Face Fabric is supposed to be a sort of colored primer and since primers are good at controlling oiliness I'm guessing this foundation is good for my skin type. On the other hand, I read a lot of post of Specktra members with oily skins saying SFF is fantastic. 

So my question is, which one should I buy? SFF is considerably cheaper than Face Fabric so that's something that needs to be taken into consideration as well. My skin doesn't usually require a lot of coverage but I can easily deal with medium coverage. I just don't want a foundation that will give me that horrible mask look, I want it to look very natural. 

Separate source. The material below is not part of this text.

PR #2200, opened 2026-08-24
[SSCP][prototype] Implement sycl_khr_free_function_kernels

koparasy:
Proof-of-concept implementation of the KHR free function kernels extension ([KhronosGroup/SYCL-Docs#1033](https://github.com/KhronosGroup/SYCL-Docs/pull/1033)) on the generic SSCP flow.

I've never tried any MAC foundations so, please, feel free to recommend any other foundations you think would be better for my skin.


----------



## anshu7 (Sep 23, 2008)

foundations with spf do not photograph well.u may want to keep tht in mind. I amy be adding to the confusion but mufe fdtns are also good.u may want to chk thm out as well


----------



## Andromeda18_ (Sep 23, 2008)

Quote:

   Originally Posted by *anshu7* 

 
_foundations with spf do not photograph well._

 
Why is that? Ever since I was a child I never enjoyed being photographed so I can't say I've noticed that, simply because I have very few pictures of myself. But anyway, what if I were to use 
	

	
	
		
		

		
			





 before applying a foundation without spf, would that do the trick?


----------



## Kiseki (Sep 24, 2008)

Face Fabric will not give you medium coverage. Look into Armani's Luminous Silk foundation for that type of finish.

Studio Finish tends to oxidize, so try to get a sample and test drive it, if you're prone to break outs proceed with caution.


----------